Застучали засовы и зазвенели цепочки. Феня, тяжело вращаясь, посторонилась. В коридоре тускло горел свет. Дверь старушки Двоепольской была опечатана четкой бумажкой с ниточкой и отчетливой печатью.
– Вот видите, Феня, чемоданчик бабушки Аркадии. Никак не могу передать. Где же она, что случилось?
– А то оно, – проворчала Феня. – Что и не случилось. Страм один. Старая – то Аркадия съехала в богадельню на государевы заботы, да ключеву водицу. Вот и чего! А ейную принадлежность на ту ночь и пограбили скорые люди-вороны. Поклевали всю мелкую сохранность, а шкафины посдвинули и тама заломалось.
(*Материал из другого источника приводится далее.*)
Issue #308, opened 2026-04-22
Update Windows ntuser test to mandate creation of collected item for a given ntuser.dat file even if the registry key/name does not exist


vanderpol:
Currently, some of the STIG rules stipulate that a for a user to be compliant, a certain registry value needs to exist and be set properly.  However, the ntuser_test doesn’t have a way to enforce that a given registry key must exist for each user on the system.  If one compliant user is found, an ntuser_item is collected for that user, and non-compliant users are skipped (so long as the key of interest is not present – which is often the default), and the rule is given a pass. 

In NIWC's SCC application, they force the creation of a 'does not exist' item, which is allowed in OVAL and allows content to then report correctly, but is not being implemented this way in other tools, leading to inconsistently results.

PR #310, opened 2026-05-08
Updated ntuser documentation based on implementation docs and clarified when an item should be created and added new behavior per #307 and #308

### LINKED ISSUE #307: Update Windows ntuser documentation based on original specification/implemention documents
**Abstract**
Given the complexity of this check, in order to ensure consistent results across implementations, the details of how to obtain the user profiles should be included.  This will also help adoption for future vendors.

vanderpol:
Updated docs to clear document how to go about determining which ntuser.dat files should be included, and when to create a ntuser_item

### DIFF
--- a/oval-schemas/windows-definitions-schema.xsd
+++ b/oval-schemas/windows-definitions-schema.xsd
@@ -4064,7 +4064,9 @@
                                     <xsd:element name="logged_on" type="oval-def:EntityStateBoolType" minOccurs="0">
                                           <xsd:annotation>
                                                 <xsd:documentation>The logged_on element describes if the user account is currently logged on to the computer.</xsd:documentation>
-												<xsd:documentation>This can be determined by comparing the SID’s against those populated in HKEY_USERS.</xsd:documentation>
+												<xsd:documentation>This can be determined by comparing the SIDs collected from the ProfileList against those populated in HKEY_USERS\&lt;SID&gt;</xsd:documentation>
+												<xsd:documentation>HKEY_USERS: Contains all the actively loaded user profiles on the computer.  https://learn.microsoft.com/en-us/troubleshoot/windows-server/performance/windows-registry-advanced-users</xsd:documentation>
+												<xsd:documentation>This data can also be obtained by other various Windows API's such as a combination of win32_logonsession and win32_loggedonuser, but the specifics are beyond the scope of OVAL documentation.</xsd:documentation>
                                           </xsd:annotation>
                                     </xsd:element>
 								  <xsd:element name="days_since_last_logon" type="oval-def:EntityStateIntType" minOccurs="0" maxOccurs="1">
--- a/oval-schemas/windows-definitions-schema.xsd
+++ b/oval-schemas/windows-definitions-schema.xsd
@@ -3931,6 +3931,8 @@
                   <xsd:documentation>The ntuser test is used to check metadata associated with Windows ntuser.dat files. It extends the standard TestType as defined in the oval-definitions-schema and
                         one should refer to the TestType description for more information. The required object element references a ntuser_object and the optional state element specifies the ntuser
                         data to check.</xsd:documentation>
+						
+						<xsd:documentation>To ensure consistent results across OVAL interpreters, application developers should refer to documentation in the ntuser_item when implenting this test.</xsd:documentation>
                   <xsd:appinfo>
                         <oval:element_mapping>
                               <oval:test>ntuser_test</oval:test>
@@ -4035,11 +4037,13 @@
                                     <xsd:element name="key" type="oval-def:EntityStateStringType" minOccurs="0">
                                           <xsd:annotation>
                                                 <xsd:documentation>This element describes a registry key normally found in the HKCU hive to be tested.</xsd:documentation>
+												<xsd:documentation>Note:  The key not existing on the target does not impact the overall existence of the ntuser_item.</xsd:documentation>
                                           </xsd:annotation>
                                     </xsd:element>
                                     <xsd:element name="name" type="oval-def:EntityStateStringType" minOccurs="0">
                                           <xsd:annotation>
                                                 <xsd:documentation>This element describes the name of a value of a registry key.</xsd:documentation>
+												<xsd:documentation>Note:  The name not existing on the target does not impact the overall existence of the ntuser_item.</xsd:documentation>
                                           </xsd:annotation>
                                     </xsd:element>
                                     <xsd:element name="sid" type="oval-def:EntityStateStringType" minOccurs="0">
@@ -4062,16 +4066,18 @@
                                     <xsd:element name="logged_on" type="oval-def:EntityStateBoolType" minOccurs="0">
                                           <xsd:annotation>
                                                 <xsd:documentation>The logged_on element describes if the user account is currently logged on to the computer.</xsd:documentation>
+												<xsd:documentation>This can be determined by comparing the SID’s against those populated in HKEY_USERS</xsd:documentation>
                                           </xsd:annotation>
                                     </xsd:element>
 								  <xsd:element name="days_since_last_logon" type="oval-def:EntityStateIntType" minOccurs="0" maxOccurs="1">
 									   <xsd:annotation>
-											<xsd:documentation>The last_logon data, converted to days and then rounded down to the nearest integer (floor function). If the account is determined to be currently logged in, this date should be reported as 0.</xsd:documentation>
+											<xsd:documentation>The last_logon data which can be obtained from the LocalProfileLoadTimeHigh and LocalProfileLoadTimeLow values, converted to days and then rounded down to the nearest integer (floor function). If the account is determined to be currently logged in, this date should be reported as 0.</xsd:documentation>
 									   </xsd:annotation>
 								  </xsd:element>
                                     <xsd:element name="enabled" type="oval-def:EntityStateBoolType" minOccurs="0">
                                           <xsd:annotation>
                                                 <xsd:documentation>The enabled element describes if the user account is enabled or disabled.</xsd:documentation>
+												<xsd:documentation>Note: For domain users, if a domain controller is not available, this will not return data.  If using this data for a filter to include enabled accounts, it’s recommended to exclude accounts that are have been determined to be disabled, vs including ones that are enabled, as the later may filter out accounts for which the domain controller could not return data.</xsd:documentation>
                                           </xsd:annotation>
                                     </xsd:element>
                                     <xsd:element name="date_modified" type="oval-def:EntityStateIntType" minOccurs="0">
@@ -4088,6 +4094,7 @@
                                     <xsd:element name="filepath" type="oval-def:EntityStateStringType" minOccurs="0">
                                           <xsd:annotation>
                                                 <xsd:documentation>This element describes the filepath of the ntuser.dat file.</xsd:documentation>
+												<xsd:documentation>The existance of each ntuser.dat file determines the overall ntuser_item existence.</xsd:documentation>
                                           </xsd:annotation>
                                     </xsd:element>
                                     <xsd:element name="last_write_time" type="oval-def:EntityStateIntType" minOccurs="0">
--- a/oval-schemas/windows-definitions-schema.xsd
+++ b/oval-schemas/windows-definitions-schema.xsd
@@ -4037,13 +4037,11 @@
                                     <xsd:element name="key" type="oval-def:EntityStateStringType" minOccurs="0">
                                           <xsd:annotation>
                                                 <xsd:documentation>This element describes a registry key normally found in the HKCU hive to be tested.</xsd:documentation>
-												<xsd:documentation>Note:  The key not existing on the target does not impact the overall existence of the ntuser_item.</xsd:documentation>
                                           </xsd:annotation>
                                     </xsd:element>
                                     <xsd:element name="name" type="oval-def:EntityStateStringType" minOccurs="0">
                                           <xsd:annotation>
                                                 <xsd:documentation>This element describes the name of a value of a registry key.</xsd:documentation>
-												<xsd:documentation>Note:  The name not existing on the target does not impact the overall existence of the ntuser_item.</xsd:documentation>
                                           </xsd:annotation>
                                     </xsd:element>
                                     <xsd:element name="sid" type="oval-def:EntityStateStringType" minOccurs="0">
@@ -4066,18 +4064,19 @@
                                     <xsd:element name="logged_on" type="oval-def:EntityStateBoolType" minOccurs="0">
                                           <xsd:annotation>
                                                 <xsd:documentation>The logged_on element describes if the user account is currently logged on to the computer.</xsd:documentation>
-												<xsd:documentation>This can be determined by comparing the SID’s against those populated in HKEY_USERS</xsd:documentation>
+												<xsd:documentation>This can be determined by comparing the SID’s against those populated in HKEY_USERS.</xsd:documentation>
                                           </xsd:annotation>
                                     </xsd:element>
 								  <xsd:element name="days_since_last_logon" type="oval-def:EntityStateIntType" minOccurs="0" maxOccurs="1">
 									   <xsd:annotation>
-											<xsd:documentation>The last_logon data which can be obtained from the LocalProfileLoadTimeHigh and LocalProfileLoadTimeLow values, converted to days and then rounded down to the nearest integer (floor function). If the account is determined to be currently logged in, this date should be reported as 0.</xsd:documentation>
+											<xsd:documentation>The last_logon data which can be obtained from the LocalProfileLoadTimeHigh and LocalProfileLoadTimeLow registry values from HKLM\Software\Microsoft\Windows NT\CurrentVersion\ProfileList\&lt;SID&gt;, converted to days and then rounded down to the nearest integer (floor function). If the account is determined to be currently logged in, this date should be reported as 0.</xsd:documentation>
+											<xsd:documentation>For more information, refer to https://learn.microsoft.com/en-us/troubleshoot/windows-server/support-tools/scripts-to-retrieve-profile-age</xsd:documentation>
 									   </xsd:annotation>
 								  </xsd:element>
                                     <xsd:element name="enabled" type="oval-def:EntityStateBoolType" minOccurs="0">
                                           <xsd:annotation>
                                                 <xsd:documentation>The enabled element describes if the user account is enabled or disabled.</xsd:documentation>
-												<xsd:documentation>Note: For domain users, if a domain controller is not available, this will not return data.  If using this data for a filter to include enabled accounts, it’s recommended to exclude accounts that are have been determined to be disabled, vs including ones that are enabled, as the later may filter out accounts for which the domain controller could not return data.</xsd:documentation>
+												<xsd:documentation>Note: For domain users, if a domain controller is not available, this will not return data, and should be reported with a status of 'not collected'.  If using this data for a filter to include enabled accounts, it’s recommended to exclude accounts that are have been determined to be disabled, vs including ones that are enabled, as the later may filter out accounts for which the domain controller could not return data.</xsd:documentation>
Issue #305, opened 2026-04-15
wmi57 does not support array type fields


balleman-ctr:
**Abstract**
Wmi57 uses the record datatype.  Field elements are then used for each field selected in the WQL query.  The field element only supports simple data types and therefore cannot represent complex data types such as arrays that may be returned by a WQL query.

**Proposal**
An interim step may be to update documentation on wmi57 to indicate this is an unsupported use and for tools to return an error when this is attempted.  A resolution may involve revisions to the record datatype to add support for complex data types.

**Additional context**
Current tool behavior is varied.  In testing with a field that is an integer array, SCC 5.14 returns text “ARRAY(address)” with a datatype of “int”, and Policy Auditor 6.5.9.144 crashes producing no results.

balleman-ctr:
Example Content
[oval_wmi_array_example.xml](https://github.com/user-attachments/files/26754719/oval_wmi_array_example.xml)

Test Results
[oval_wmi_array_example_scc514_results.xml](https://github.com/user-attachments/files/26754722/oval_wmi_array_example_scc514_results.xml)

vanderpol:
Thanks for reporting this issue, we are researching it on our side, and will make sure to bring it up in the next OVAL board meeting

vanderpol:
@maxullman, @A-Biggs or @solind any thoughts on this?  What does Joval/Arctic Wolf do with the above sample content?  Is this something we need to address in the OVAL schema, or just a bug in SCC and Trellix Policy Auditor?

vanderpol:
@balleman-ctr I'm not sure which DISA STIG you are trying to automate, but in looking at your query, I'm guessing you can re-use what we already have in our NIWC versions of the SCAP benchmarks, and are bundled with SCC 5.14.    I'll attached the standalone OVAL single that does this test using cmdlet vs WMI57.  This is by no means saying that your OVAL schema issue isn't valid, just trying to help your content automation.  Also, as I've mentioned before, you all are more than welcome to take ownership of any of our OVAL content that we have automated above and beyond what DISA has published.  No need to re-invent the wheel, and we can send it to you in any format the might be of use to you.

[Windows_10-11_credential_guard_must_be_running.xml](https://github.com/user-attachments/files/26788644/Windows_10-11_credential_guard_must_be_running.xml)

solind:
As I recall, for a complex WMIProperty, Joval would do something like convert it into a JSON-like string.

vanderpol:
[...]

PR #313, opened 2026-05-11
#305 - wmi57: clarify that only simple datatypes are supported

balleman-ctr:
This is proposed as in interim solution to #305 to specify that only simple datatypes are supported and that return of complex results should be reported as an error.


vanderpol (approved):
Looks good to me

solind (approved):
Looks good to me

Вы все знакомцы. Все норовите, как Феня спит, дверцы пообрывать, да бабок на свиданку ангелов спровадить. Тьфу!
– А скажите, Феня, – спросил Арсений. – Племянница Ваша, Рита, обо мне утром не звонила, не справлялась?
Феня посмотрела внимательными старыми глазками:
– С вами справишься. Сам уйдешь, чтоль, али как. А то дело скоро к вечеру, в моей комнате ночуй, недорого возьму, кило пшена.
В этот миг входная дверь заскрипела, заохала и ввалилась, и в коридор ворвалась нежданная ватага в составе трех лиц – крепкого, бегущего мелкими шажками в натирающих ботинках майора Чумачемко, следующего за ним на кривых зеркально чищеных сапогах старшины и жмурящегося на свету пожилого хулигана Хорькова, которого и лицом-то назвать было стыдно, так как он тут же, пошатываясь, начал по коридору тыкать опитой пивом физиономией, надеясь хоть что спереть.
– Руки! – заорал майор, подлетая.
– По швам! – вскричал старшина, водя запорожскими усами.
– Опять ты! – делано ужаснулся майор. – На это раз не открутишься, несун. Твои адвокатские тебе не помогут. Задержан на месте преступления с наличным.
– Я говорю, он. Похожий он, – шатаясь, подтвердил наводчик Хорьков.
– С каким поличным? – возмутился Полозков.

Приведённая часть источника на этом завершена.